**EXERCISE DATA**

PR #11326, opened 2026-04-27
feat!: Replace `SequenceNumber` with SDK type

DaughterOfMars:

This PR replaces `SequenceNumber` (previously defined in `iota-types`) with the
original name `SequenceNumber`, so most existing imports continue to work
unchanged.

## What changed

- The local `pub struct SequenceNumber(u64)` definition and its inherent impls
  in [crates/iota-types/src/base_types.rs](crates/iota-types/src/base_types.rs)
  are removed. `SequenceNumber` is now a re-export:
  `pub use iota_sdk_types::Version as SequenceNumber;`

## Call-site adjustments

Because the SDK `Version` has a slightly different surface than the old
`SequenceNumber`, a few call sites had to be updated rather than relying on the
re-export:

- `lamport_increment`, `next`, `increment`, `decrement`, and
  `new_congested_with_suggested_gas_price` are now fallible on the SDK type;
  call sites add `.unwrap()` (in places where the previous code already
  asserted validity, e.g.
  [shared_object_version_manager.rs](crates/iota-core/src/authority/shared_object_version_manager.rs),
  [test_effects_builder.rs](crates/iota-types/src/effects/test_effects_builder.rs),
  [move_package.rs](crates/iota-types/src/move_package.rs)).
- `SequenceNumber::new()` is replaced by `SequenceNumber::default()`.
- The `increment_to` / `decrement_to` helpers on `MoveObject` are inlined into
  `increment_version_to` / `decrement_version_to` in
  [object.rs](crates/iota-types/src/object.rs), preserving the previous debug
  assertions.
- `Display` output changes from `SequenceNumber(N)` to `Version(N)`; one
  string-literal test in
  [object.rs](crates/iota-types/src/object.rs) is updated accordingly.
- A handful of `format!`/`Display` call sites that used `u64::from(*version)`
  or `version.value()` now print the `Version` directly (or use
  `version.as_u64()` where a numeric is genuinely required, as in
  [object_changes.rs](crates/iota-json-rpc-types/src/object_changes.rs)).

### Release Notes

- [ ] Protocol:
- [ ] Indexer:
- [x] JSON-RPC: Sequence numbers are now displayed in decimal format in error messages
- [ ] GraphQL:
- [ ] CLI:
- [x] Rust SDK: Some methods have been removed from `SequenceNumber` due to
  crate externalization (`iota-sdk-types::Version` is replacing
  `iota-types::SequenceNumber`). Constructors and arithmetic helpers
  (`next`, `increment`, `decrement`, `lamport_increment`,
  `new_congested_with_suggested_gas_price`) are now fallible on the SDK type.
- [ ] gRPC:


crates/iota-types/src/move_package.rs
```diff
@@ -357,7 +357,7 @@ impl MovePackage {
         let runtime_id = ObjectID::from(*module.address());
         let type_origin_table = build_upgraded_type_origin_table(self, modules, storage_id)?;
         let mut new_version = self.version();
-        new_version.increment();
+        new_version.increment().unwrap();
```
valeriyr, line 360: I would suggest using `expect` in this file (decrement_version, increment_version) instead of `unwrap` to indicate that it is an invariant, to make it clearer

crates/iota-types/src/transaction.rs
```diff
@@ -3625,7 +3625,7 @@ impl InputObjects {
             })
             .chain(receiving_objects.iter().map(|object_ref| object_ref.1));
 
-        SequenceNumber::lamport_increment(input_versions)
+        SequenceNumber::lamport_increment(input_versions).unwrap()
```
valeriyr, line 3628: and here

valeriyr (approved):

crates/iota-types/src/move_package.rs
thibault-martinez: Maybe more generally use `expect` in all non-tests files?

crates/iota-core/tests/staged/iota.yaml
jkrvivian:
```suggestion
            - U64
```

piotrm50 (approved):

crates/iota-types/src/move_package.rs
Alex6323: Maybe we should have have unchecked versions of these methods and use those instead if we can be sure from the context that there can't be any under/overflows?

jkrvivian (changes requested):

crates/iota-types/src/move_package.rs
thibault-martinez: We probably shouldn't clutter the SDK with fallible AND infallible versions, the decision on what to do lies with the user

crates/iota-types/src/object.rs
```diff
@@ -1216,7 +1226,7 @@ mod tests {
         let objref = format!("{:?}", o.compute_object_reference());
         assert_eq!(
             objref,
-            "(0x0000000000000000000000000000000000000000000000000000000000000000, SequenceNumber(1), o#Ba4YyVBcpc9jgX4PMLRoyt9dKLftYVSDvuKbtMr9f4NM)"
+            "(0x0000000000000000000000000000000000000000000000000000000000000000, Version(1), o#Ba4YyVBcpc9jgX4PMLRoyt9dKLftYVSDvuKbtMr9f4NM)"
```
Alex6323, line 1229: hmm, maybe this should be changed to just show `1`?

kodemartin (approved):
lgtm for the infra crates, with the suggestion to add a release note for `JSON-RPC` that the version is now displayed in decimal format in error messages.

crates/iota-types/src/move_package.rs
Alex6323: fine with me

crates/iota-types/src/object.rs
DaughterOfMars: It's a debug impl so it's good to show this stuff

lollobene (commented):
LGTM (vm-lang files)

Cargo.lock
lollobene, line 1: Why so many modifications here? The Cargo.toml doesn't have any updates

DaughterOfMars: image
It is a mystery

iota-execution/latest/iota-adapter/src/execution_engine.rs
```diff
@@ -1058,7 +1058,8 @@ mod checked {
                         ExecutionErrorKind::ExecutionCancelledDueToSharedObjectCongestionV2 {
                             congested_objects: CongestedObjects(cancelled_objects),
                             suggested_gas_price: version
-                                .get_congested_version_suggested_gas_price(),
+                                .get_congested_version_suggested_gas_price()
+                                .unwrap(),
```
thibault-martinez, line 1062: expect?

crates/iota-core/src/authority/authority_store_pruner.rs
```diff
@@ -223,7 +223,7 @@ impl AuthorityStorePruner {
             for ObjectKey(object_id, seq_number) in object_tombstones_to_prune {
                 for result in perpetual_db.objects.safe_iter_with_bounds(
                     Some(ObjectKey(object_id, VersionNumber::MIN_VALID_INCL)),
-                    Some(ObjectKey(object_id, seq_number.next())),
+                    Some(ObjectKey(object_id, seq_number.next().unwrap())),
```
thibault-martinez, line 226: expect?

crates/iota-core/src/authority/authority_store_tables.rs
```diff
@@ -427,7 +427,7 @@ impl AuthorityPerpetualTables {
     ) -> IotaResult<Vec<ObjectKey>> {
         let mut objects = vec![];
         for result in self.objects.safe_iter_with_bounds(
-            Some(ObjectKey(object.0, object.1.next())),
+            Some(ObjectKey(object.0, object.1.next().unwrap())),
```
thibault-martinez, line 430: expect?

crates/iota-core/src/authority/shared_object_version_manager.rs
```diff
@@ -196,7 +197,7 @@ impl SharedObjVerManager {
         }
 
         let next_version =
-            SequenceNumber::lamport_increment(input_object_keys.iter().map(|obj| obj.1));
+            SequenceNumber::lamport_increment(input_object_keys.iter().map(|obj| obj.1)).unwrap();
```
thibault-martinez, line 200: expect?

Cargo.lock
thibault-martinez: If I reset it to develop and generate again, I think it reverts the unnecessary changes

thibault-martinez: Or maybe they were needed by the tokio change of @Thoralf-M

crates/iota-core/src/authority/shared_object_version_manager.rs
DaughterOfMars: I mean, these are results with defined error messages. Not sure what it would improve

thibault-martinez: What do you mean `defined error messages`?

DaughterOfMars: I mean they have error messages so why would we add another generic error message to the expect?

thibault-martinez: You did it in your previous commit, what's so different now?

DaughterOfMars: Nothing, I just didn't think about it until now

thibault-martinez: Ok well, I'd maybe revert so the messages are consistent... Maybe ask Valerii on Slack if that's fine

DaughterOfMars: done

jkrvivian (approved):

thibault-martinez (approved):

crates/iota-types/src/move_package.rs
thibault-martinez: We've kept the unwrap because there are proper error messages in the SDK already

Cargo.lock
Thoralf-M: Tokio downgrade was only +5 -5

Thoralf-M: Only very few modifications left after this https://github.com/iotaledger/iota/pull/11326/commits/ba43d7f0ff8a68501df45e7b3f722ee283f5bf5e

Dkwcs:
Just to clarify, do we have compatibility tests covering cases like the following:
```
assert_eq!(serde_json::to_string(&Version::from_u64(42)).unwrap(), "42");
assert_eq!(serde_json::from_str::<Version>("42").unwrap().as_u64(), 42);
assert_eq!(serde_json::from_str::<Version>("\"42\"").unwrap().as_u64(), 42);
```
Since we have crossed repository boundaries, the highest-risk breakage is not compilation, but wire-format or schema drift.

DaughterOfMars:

**YOUR ASSIGNMENT**
Print, exactly as written, the first line of the records above and each line after it until the line with "the SDK type;", which is printed too.

**RESPONSE AREA**
PR #11326, opened 2026-04-27
feat!: Replace `SequenceNumber` with SDK type

DaughterOfMars:

This PR replaces `SequenceNumber` (previously defined in `iota-types`) with the
original name `SequenceNumber`, so most existing imports continue to work
unchanged.

## What changed

- The local `pub struct SequenceNumber(u64)` definition and its inherent impls
  in [crates/iota-types/src/base_types.rs](crates/iota-types/src/base_types.rs)
  are removed. `SequenceNumber` is now a re-export:
  `pub use iota_sdk_types::Version as SequenceNumber;`

## Call-site adjustments

Because the SDK `Version` has a slightly different surface than the old
`SequenceNumber`, a few call sites had to be updated rather than relying on the
re-export:

- `lamport_increment`, `next`, `increment`, `decrement`, and
  `new_congested_with_suggested_gas_price` are now fallible on the SDK type;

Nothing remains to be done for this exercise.